What you should do
Given the entries that follow, write out exactly the lines starting at the one containing "- Result: Pressing" and ending at the one containing "if (typeof downshiftInputRef", both ends included, and only those.

[Data excerpts]
*** Begin section ***
PR #3931, opened 2025-09-08
[Clov-343][BpkAutosuggestV2]Fix issue in GC Carhire-Search-Control

kerrie-wu:
**Why This PR**
This PR addresses several integration and UX issues when using BpkAutosuggestV2 in GC carhire-search-control. The goal is to make the component more predictable, customizable, and aligned with real-world usage.

https://skyscanner.atlassian.net/wiki/spaces/~kerriewu/pages/1443364968/GC+car-hire-search-control+issue

**Fix: Input not clearing when using input clear button**

- Previously, clicking the clear button would not trigger suggestion fetching (onSuggestionsFetchRequested('')) because internal inputValue wasn't properly reset.

- Now we explicitly call setInputValue('') and invoke fetch on clear, even when input is empty.

- Result: popularSuggestions are shown again as expected after clearing.

**Behavior Change: Always fetch suggestions when input is empty**

- Instead of calling onSuggestionsClearRequested(), we now always trigger onSuggestionsFetchRequested('').

- Why: Better aligns with consumer expectations — clearing the input shouldn't hide the dropdown but repopulate it with fallback (popularSuggestions or recentSearches).

- Result: Desktop and mobile now behave consistently.

**Improve: Floating UI reference alignment**

- In modal views, the suggestion dropdown was incorrectly sized due to Floating UI binding to the input element instead of the full wrapper.

- We now bind refs.setReference() to the outer container via useRef, ensuring dropdown width matches design.

- Result: Dropdowns in mobile modals are now consistently positioned and styled.

**Fix: Enter key caused exception when suggestions were sections**

- Previously, pressing Enter when sections could cause onSuggestionSelected to be called with undefined or in invalid state.

- The offending onKeyDown logic has been removed — Downshift’s built-in onSelectedItemChange already handles Enter, click, and keyboard selection safely.

- Result: Pressing Enter with or without sections no longer throws runtime errors.
- 

- [ ] Component `README.md`
- [x] Tests
- [x] Accessibility tests

### DIFF
--- a/packages/bpk-component-autosuggest/src/BpkAutosuggestV2/BpkAutosuggest.tsx
+++ b/packages/bpk-component-autosuggest/src/BpkAutosuggestV2/BpkAutosuggest.tsx
@@ -512,7 +512,7 @@ const BpkAutosuggest = forwardRef<HTMLInputElement, BpkAutoSuggestProps<any>>(
       });
 
       const setInputRef = (node: HTMLInputElement | null) => {
-        if (refs.reference.current === node) return;
+        if (refs.reference?.current === node) return;
 
         // convert input ref from Downshift
         if (typeof downshiftInputRef === 'function') {


packages/bpk-component-autosuggest/src/BpkAutosuggestV2/BpkAutosuggest.tsx
```diff
@@ -357,22 +355,6 @@ const BpkAutosuggest = forwardRef<HTMLInputElement, BpkAutoSuggestProps<any>>(
       }
     };
 
-    const onKeyDown = (e: KeyboardEvent): void => {
-      if (e.key !== 'Enter') {
```
kerrie625, line 361: Removed custom Enter key handler to avoid double triggering onSuggestionSelected. Downshift already handles Enter selection internally — no need to override manually.Keeps selection behavior consistent across mouse and keyboard input

packages/bpk-component-autosuggest/src/BpkAutosuggestV2/BpkAutosuggest.tsx
```diff
@@ -475,9 +461,11 @@ const BpkAutosuggest = forwardRef<HTMLInputElement, BpkAutoSuggestProps<any>>(
             role="group"
             aria-labelledby={sectionId}
           >
-            <div id={sectionId} className={theme.sectionTitle}>
-              {sectionTitleElement}
-            </div>
+            {sectionTitleElement && (
+              <div id={sectionId} className={theme.sectionTitle}>
```
kerrie625, line 465: sectionTitleElement sometimes not inclue in section suggest

packages/bpk-component-autosuggest/src/BpkAutosuggestV2/BpkAutosuggest.tsx
```diff
@@ -525,7 +512,7 @@ const BpkAutosuggest = forwardRef<HTMLInputElement, BpkAutoSuggestProps<any>>(
       });
 
       const setInputRef = (node: HTMLInputElement | null) => {
-        refs.setReference(node);
+        if (refs.reference.current === node) return;
```
kerrie625, line 515: Optimization: Prevent unnecessary re-setting of input ref.Avoids triggering Floating UI re-renders when the input node remains the same. This prevents layout shift / dropdown flicker on every render.

packages/bpk-component-autosuggest/src/BpkAutosuggestV2/BpkAutosuggest.tsx
```diff
@@ -568,24 +548,32 @@ const BpkAutosuggest = forwardRef<HTMLInputElement, BpkAutoSuggestProps<any>>(
             </span>
             <div className={getClassName(theme.inputWrapper)}>
               <BpkInput
-                value={normalizedInputValue}
+                value={inputValue}
```
kerrie625, line 551: Use `inputValue` from useCombobox instead of `value` from getInputProps, because it's the actual live state. `value` might be stale or mismatched, especially during input clearing or keyboard selection.

IrinaWei:
Hi Kerrie, I have a questions maybe related to components accessibility. As you can see if the list is too long and need to scroll the view the rest, purely press key down won't scroll the list thus the selection is changed but customers won't see them unless they scroll the window manually.

https://github.com/user-attachments/assets/28bc3d94-efd6-483c-804a-9c08dc85443a

packages/bpk-component-autosuggest/src/BpkAutosuggestV2/BpkAutosuggest.tsx
```diff
@@ -382,6 +364,10 @@ const BpkAutosuggest = forwardRef<HTMLInputElement, BpkAutoSuggestProps<any>>(
     const clearSuggestions = (e?: SyntheticEvent<HTMLButtonElement>) => {
       e?.stopPropagation();
       setInputValue('');
+      if (alwaysRenderSuggestions) {
+        hasLoadedInitiallyRef.current = true;
+        onSuggestionsFetchRequested('');
```
IrinaWei, line 369: Hi would you consider make it more readable? 🤔 If I didn't get it wrong, `onSuggestionsFetchRequested('')` means show all the suggestions while `onSuggestionsFetchRequested()` means close suggestion.

kerrie625:
> Hi Kerrie, I have a questions maybe related to components accessibility. As you can see if the list is too long and need to scroll the view the rest, purely press key down won't scroll the list thus the selection is changed but customers won't see them unless they scroll the window manually.

Yes, you are right. Currently, Autosuggest does not support scrolling, just like V1 and the flight search control. We can consider this as an optimization for a future iteration, but for now the behavior should remain consistent with V1.
image

packages/bpk-component-autosuggest/src/BpkAutosuggestV2/BpkAutosuggest.tsx
```diff
@@ -285,7 +281,7 @@ const BpkAutosuggest = forwardRef<HTMLInputElement, BpkAutoSuggestProps<any>>(
       placement: 'bottom-start',
       middleware: isDesktop
         ? [
-            offset(17),
+            offset(4),
```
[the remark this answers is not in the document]
kerrie625: Keep the same with [V1 margin-top setting](https://github.com/Skyscanner/backpack/blob/0e4df68bed89c6653e9eb99d9d30d0b7a644ec92/packages/bpk-component-autosuggest/src/BpkAutosuggest.module.scss#L41), add extra top margin to visually separate the dropdown from the input. I found consumer aslo set this [margin top ](https://github.skyscannertools.net/skyscanner/global-components/blob/b11a3c11ab5551aeade51d2eef9f35a7ac8b2449/libs/car-hire-search-controls/components/LocationSelector/LocationSelector.module.scss#L57). So Offset(4) must remain unchanged in Floating UI, so margin is used here，to ensure the arrow does not overlap the input field.

packages/bpk-component-autosuggest/src/BpkAutosuggestV2/BpkAutosuggest.tsx
IrinaWei, line 515: Will `refs.reference` return `null` or `undefine`? Maybe we can use `refs.reference?.current` here?

packages/bpk-component-autosuggest/src/BpkAutosuggestV2/BpkAutosuggest.tsx
```diff
@@ -251,12 +247,12 @@ const BpkAutosuggest = forwardRef<HTMLInputElement, BpkAutoSuggestProps<any>>(
...
-        if (newInputValue?.length) {
+        if (newInputValue?.length > 0) {
           if (newIsOpen) {
             onSuggestionsFetchRequested(newInputValue);
           }
-        } else if (suggestionsCount) {
-          onSuggestionsClearRequested();
+        } else {
+          onSuggestionsFetchRequested('');
         }
```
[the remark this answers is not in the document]
IrinaWei: Hi when `alwaysRenderSuggestions` is false, empty input always trigger `onSuggestionsFetchRequested('')` and display all the suggestions. Is this aligns with what we expected?

packages/bpk-component-autosuggest/src/BpkAutosuggestV2/BpkAutosuggest.tsx
kerrie625: Updated in [b03a922](https://github.com/Skyscanner/backpack/pull/3931/commits/b03a922ac9e971a167fd0431b7db2cd33e3cc39f)

packages/bpk-component-autosuggest/src/BpkAutosuggestV2/BpkAutosuggest.tsx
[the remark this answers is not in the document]
kerrie625: Yes, that’s expected — when alwaysRenderSuggestions is false, triggering onSuggestionsFetchRequested('') on empty input still allows the consumer to decide whether to show suggestions (like popular/recent). We're not enforcing any UI here, just notifying input value changes.

PR #3950, opened 2025-09-22
[STAR-161] Replace DOM-based virtualization with content-visibility

dyhagho:
## Context

Safari exhibits a UX issue where pagination buttons cause visual teleporting/jumping during smooth scrolling on `BpkCardListCarousel`. This happens when navigating rails with man cards (it was detected with 100 cards). The issue was reproduced on Safari 18.6 [(see example)](https://www.skyscanner.net/transport/flights-from/bcn/?adultsv2=1&cabinclass=economy&childrenv2=&ref=home&rtn=1&preferdirects=false&outboundaltsenabled=false&inboundaltsenabled=false&oym=2510&iym=2510&OverrideFeatureTest=ce_e2e_prototype_dev:B), though other versions may also be affected.

Root cause analysis showed that the carousel's virtualization logic swaps placeholder elements with real cards mid-animation. Combined with Safari's scroll-snap handling, this leads to recalculated landing points during scroll. The main detected factors are:

- Native smooth scrolling (`behavior: smooth`)
- CSS scroll-snap (`scroll-snap-type: x mandatory`)
- DOM mutations during scroll (from placeholder to real cards)

## Solution
We are replacing JS-based virtualization with CSS `content-visibility` to eliminate DOM mutations during scroll. Which ensures:

- Stability on DOM structure: All cards remain in the DOM throughout the scroll animation
- Browser-native virtualization: off-screen cards are efficiently managed by the browser

Additionally, CSS `containIntrinsicSize` is used to preserve dimensions for off-screen cards. Both properties are fully supported per Skyscanner's [browserlist](https://github.com/Skyscanner/browserslist-config-skyscanner/blob/main/index.js)

### What has changed?
- Remove programmatic scroll detection logic
- Remove JS virtual scroll logic
- Use `content-vivibility: auto` for off-screen cards
- Use `contain-intrinsic-size` to match actual card dimensions

### Visual changes

**Safari 18.6 with JS Virtual Scroll**

https://github.com/user-attachments/assets/b6a0abec-8609-46f2-a3cf-0d7682006d1c

**Safari 18.6 with CSS `content-visibility`**

https://github.com/user-attachments/assets/16988288-a824-4a5f-bb8f-f803db3f53e7

**Chrome with CSS `content-visibility`**

https://github.com/user-attachments/assets/ea0648fe-9427-4e52-a0bd-a472aad0e4b5

**Firefox with CSS `content-visibility`**

https://github.com/user-attachments/assets/462eba00-4ed5-4d4b-9a4b-ce273b370990

- [ ] Component `README.md`
- [ ] Tests
- [ ] Accessibility tests

### DIFF
--- a/packages/bpk-component-card-list/src/BpkCardListRowRail/BpkCardListCarousel.tsx
+++ b/packages/bpk-component-card-list/src/BpkCardListRowRail/BpkCardListCarousel.tsx
@@ -96,7 +96,6 @@ const BpkCardListCarousel = (props: CardListCarouselProps) => {
 
   // Similar to Virtual Scrolling to improve performance
   const firstVisibleIndex = Math.max(0, visibilityList.indexOf(1));
-  const lastVisibleIndex = firstVisibleIndex + initiallyShownCards - 1;
 
   const dynamicRenderBufferSize = useMemo(() => {
     if (childrenLength === 0 || initiallyShownCards === 0 || isMobile) return RENDER_BUFFER_SIZE;
@@ -109,22 +108,6 @@ const BpkCardListCarousel = (props: CardListCarouselProps) => {
       (shownIndicatorCount - 1) * initiallyShownCards,
     );
   }, [childrenLength, initiallyShownCards, isMobile]);
-
-  const renderList = useMemo(
-    () =>
-      visibilityList.map((_, index) =>
-        index >= firstVisibleIndex - dynamicRenderBufferSize &&
-        index <= lastVisibleIndex + dynamicRenderBufferSize
-          ? 1
-          : 0,
-      ),
-    [
-      visibilityList,
-      firstVisibleIndex,
-      lastVisibleIndex,
-      dynamicRenderBufferSize,
-    ],
-  );
 
   const cardRefFns = useMemo(
     () =>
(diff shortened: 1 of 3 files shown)


packages/bpk-component-card-list/src/BpkCardListRowRail/BpkCardListCarousel.tsx
```diff
@@ -232,20 +227,19 @@ const BpkCardListCarousel = (props: CardListCarouselProps) => {
...
-            />
-          );
+        // Determine visibility based on virtualization logic
+        const shouldBeVisible = shouldCardBeVisible(index);
+
+        // Card virtualization optimization styles
+        const cardVirtualizationStyle: CSSProperties = {};
+        if (!shouldBeVisible) {
+          // Use content-visibility for browser-native virtualization
+          cardVirtualizationStyle.contentVisibility = 'auto';
```
bjoern-wahle, line 237: https://caniuse.com/?search=content-visibility
=> 90% , the main problematic part could be IE 11. 
Although the good thing is that even if the css property does not work, the functionality should work - potentially a bit laggy though?

dyhagho: Good point! I was just about to add some comments about this :)

Both `content-visibility` and `contain-intrinsic-size` are used for more modern browsers. I checked [Skyscanner's browserlist config](https://github.com/Skyscanner/browserslist-config-skyscanner/blob/main/index.js) and for that we have a full support.

Worth checking what Clover think about this

Faye-Xiao: No worries. Backpack currently doesn't support IE 11. 
https://github.com/Skyscanner/backpack/blob/f69464e9317e80d21035aaec81c0eb9dc2d7811d/package.json#L102-L108

packages/bpk-component-card-list/src/BpkCardListRowRail/BpkCardListCarousel.tsx
```diff
@@ -255,6 +249,7 @@ const BpkCardListCarousel = (props: CardListCarouselProps) => {
             style={{
               ...shownNumberStyle,
               ...cardDimensionStyle,
+              ...cardVirtualizationStyle,
```
Faye-Xiao, line 252: Nitpick: 
Is it possible to have a unit test for this change?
*** End section ***
Response to this task
- Result: Pressing Enter with or without sections no longer throws runtime errors.
- 

- [ ] Component `README.md`
- [x] Tests
- [x] Accessibility tests

### DIFF
--- a/packages/bpk-component-autosuggest/src/BpkAutosuggestV2/BpkAutosuggest.tsx
+++ b/packages/bpk-component-autosuggest/src/BpkAutosuggestV2/BpkAutosuggest.tsx
@@ -512,7 +512,7 @@ const BpkAutosuggest = forwardRef<HTMLInputElement, BpkAutoSuggestProps<any>>(
       });
 
       const setInputRef = (node: HTMLInputElement | null) => {
-        if (refs.reference.current === node) return;
+        if (refs.reference?.current === node) return;
 
         // convert input ref from Downshift
         if (typeof downshiftInputRef === 'function') {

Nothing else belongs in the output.